Issue #2120, opened 2017-03-23
literature submission: journal autocomplete


annetteholtkamp:
Autocomplete inserts the full journal name, not the standard abbreviated one

annetteholtkamp:
It also only search in the abbreviated name. Entering the full name does not give any suggestions

PR #2299, opened 2017-05-02
utils/normalizers: normalize_journal_title proper search

chris-asl:
* Update journals mapping with lowercase analyzer.
* Add `lowercase_titles` field for searching the abbreviated journal
  name.

Co-Authored-By: George Lignos <glignos93@gmail.com>

Addresses #2120 (1st comment)

### DIFF
--- a/inspirehep/modules/records/mappings/records/journals.json
+++ b/inspirehep/modules/records/mappings/records/journals.json
@@ -70,7 +70,10 @@
                             "type": "string"
                         },
                         "title": {
-                            "copy_to": "journalautocomplete",
+                            "copy_to": [
+                                "journalautocomplete",
+                                "lowercase_titles"
+                            ],
                             "type": "string"
                         }
                     },
@@ -103,6 +106,10 @@
                         }
                     },
                     "type": "object"
+                },
+                "lowercase_journal_titles": {
+                    "analyzer": "lowercase_analyzer",
+                    "type": "string"
                 },
                 "peer_reviewed": {
                     "type": "boolean"
@@ -175,6 +182,7 @@
                             "type": "string"
                         },
                         "title": {
+                            "copy_to": "lowercase_titles",
                             "type": "string"
                         }
                     },
@@ -190,6 +198,17 @@
                         }
                     },
                     "type": "object"
+                }
+            }
+        }
+    },
+    "settings": {
+        "analysis": {
+            "analyzer": {
+                "lowercase_analyzer": {
+                    "filter": "lowercase",
+                    "tokenizer": "keyword",
+                    "type": "custom"
                 }
             }
         }
--- a/inspirehep/utils/normalizers.py
+++ b/inspirehep/utils/normalizers.py
@@ -22,12 +22,13 @@
 
 from __future__ import absolute_import, division, print_function
 
-from flask import current_app
+import logging
 
 from inspirehep.modules.search.api import JournalsSearch
 
 
 def normalize_journal_title(journal_title):
+    logger = logging.getLogger(__name__)
     normalized_journal_title = journal_title
     hits = JournalsSearch().query(
         'match',
@@ -38,5 +39,5 @@ def normalize_journal_title(journal_title):
         try:
             normalized_journal_title = hits[0].short_titles[0].title
         except (AttributeError, IndexError) as e:
-            current_app.logger.debug("Failed to access normalized journal title: {}".format(e))
+            logger.debug("Failed to access normalized journal title: %s", e)
     return normalized_journal_title
--- a/inspirehep/utils/normalizers.py
+++ b/inspirehep/utils/normalizers.py
@@ -22,6 +22,8 @@
 
 from __future__ import absolute_import, division, print_function
 
+from flask import current_app
+
 from inspirehep.modules.search.api import JournalsSearch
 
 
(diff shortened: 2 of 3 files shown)


tests/integration/utils/test_normalizers.py
```diff
@@ -0,0 +1,32 @@
...
+# License, or (at your option) any later version.
+#
+# Invenio is distributed in the hope that it will be useful, but
+# WITHOUT ANY WARRANTY; without even the implied warranty of
+# MERCHANTABILITY or FITNESS FOR A PARTICULAR PURPOSE.  See the GNU
+# General Public License for more details.
+#
+# You should have received a copy of the GNU General Public License
+# along with Invenio; if not, write to the Free Software Foundation, Inc.,
+# 59 Temple Place, Suite 330, Boston, MA 02111-1307, USA.
```
jacquerie: Wrong license... where did you even find this one?!

inspirehep/utils/normalizers.py
```diff
@@ -22,19 +22,21 @@
...
+        lowercase_titles=journal_title.lower()
     ).execute()
 
     if hits:
         try:
             normalized_journal_title = hits[0].short_titles[0].title
-        except (AttributeError, IndexError):
-            pass
+        except (AttributeError, IndexError) as e:
+            current_app.logger.debug("Failed to access normalized journal title: {}".format(e))
```
jacquerie: This is not the right way to write logs. See: https://github.com/inspirehep/inspire-next/issues/1371

tests/integration/utils/test_normalizers.py
chris-asl: Sorry for that, was from the invenio-search `api` file. Will update.

inspirehep/utils/normalizers.py
chris-asl: Is there a guidelines document so that I can add this link? 
I think it would be really helpful for others.

inspirehep/modules/records/mappings/records/journals.json
```diff
@@ -175,6 +182,7 @@
                             "type": "string"
                         },
                         "title": {
+                            "copy_to": "lowercase_titles",
```
jmartinm: The field seems to be called `lowercase_journal_titles`?

inspirehep/utils/normalizers.py
```diff
@@ -22,19 +22,22 @@
 
 from __future__ import absolute_import, division, print_function
 
+import logging
```
jmartinm: Was doing some checks about this, and it is better to use:

```python
from flask import current_app

current_app.logger.debug()
```

inspirehep/utils/normalizers.py
```diff
@@ -22,19 +22,22 @@
...
 from inspirehep.modules.search.api import JournalsSearch
 
 
 def normalize_journal_title(journal_title):
+    logger = logging.getLogger(__name__)
     normalized_journal_title = journal_title
     hits = JournalsSearch().query(
         'match',
-        title_variants__title__lowercased=journal_title
+        lowercase_titles=journal_title.lower()
```
jmartinm: I am wondering if this matters, since the analyzer will do the lowercasing.

inspirehep/utils/normalizers.py
```diff
@@ -22,19 +22,22 @@
...
     ).execute()
 
     if hits:
         try:
             normalized_journal_title = hits[0].short_titles[0].title
-        except (AttributeError, IndexError):
-            pass
+        except (AttributeError, IndexError) as e:
+            logger.debug("Failed to access normalized journal title: %s", e)
```
jmartinm: Not sure how useful this message will be.

Could it be better:


```python
logger.debug("Failed to normalize journal title in document: %s", repr(hits[0]))
```

tests/integration/utils/test_normalizers.py
```diff
@@ -0,0 +1,35 @@
...
+
+from inspirehep.utils.normalizers import normalize_journal_title
+
+
+def test_normalize_journal_title(app):
+    journal_title = 'Physical Review'
+    abbreviated_journal_title = 'Phys.Rev.'
+
+    with app.test_client():
+        normalized_journal_title = normalize_journal_title(journal_title)
```
jmartinm: Why was this needed?

tests/integration/utils/test_normalizers.py
```diff
@@ -0,0 +1,35 @@
...
+from __future__ import absolute_import, division, print_function
+
+from inspirehep.utils.normalizers import normalize_journal_title
+
+
+def test_normalize_journal_title(app):
+    journal_title = 'Physical Review'
+    abbreviated_journal_title = 'Phys.Rev.'
+
+    with app.test_client():
```
jmartinm: Why was this needed?

inspirehep/modules/records/mappings/records/journals.json
chris-asl: Left there during renaming, will update now.

inspirehep/utils/normalizers.py
chris-asl: This change happened due to [this comment](https://github.com/inspirehep/inspire-next/pull/2299#pullrequestreview-35949298). 

Which of these two methods for logging, do you guys think I should use?

tests/integration/utils/test_normalizers.py
chris-asl: When we tested this with George, there was an error (regarding context) that sadly I am no able to re-produce locally now. I'll remove it.

chris-asl:
Actually, as we discussed with @jacquerie, due to the journal suggester PR, [here](https://github.com/inspirehep/inspire-next/pull/2311), I think the normalization (which comes with an extra query to ElasticSearch) isn't needed anymore. 

The integration of the journal suggester in the journals typeahead module, currently sets the value of the text field to the abbreviated title, as was requested by issue #2120. Thus, the normalized value is already there. 

Should I proceed with adding the changes from the later review or simply removing this normalizer?

jmartinm:
> Actually, as we discussed with @jacquerie, due to the journal suggester PR, here, I think the normalization (which comes with an extra query to ElasticSearch) isn't needed anymore.

We will better keep both since even though the autocomplete puts the short title in the input, a user might not select from the autocomplete (or when we import from Crossref we don't do the conversion client side).

I will take over this PR and complete it.

jmartinm:
Continued in https://github.com/inspirehep/inspire-next/pull/2392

EXERCISE DIRECTIONS:
Extract, please, the lines from the start of the entries above through the one with "Co-Authored-By: George Lignos", both included, reproducing each exactly and adding nothing.

RESULT BELOW:
Issue #2120, opened 2017-03-23
literature submission: journal autocomplete


annetteholtkamp:
Autocomplete inserts the full journal name, not the standard abbreviated one

annetteholtkamp:
It also only search in the abbreviated name. Entering the full name does not give any suggestions

PR #2299, opened 2017-05-02
utils/normalizers: normalize_journal_title proper search

chris-asl:
* Update journals mapping with lowercase analyzer.
* Add `lowercase_titles` field for searching the abbreviated journal
  name.

Co-Authored-By: George Lignos <glignos93@gmail.com>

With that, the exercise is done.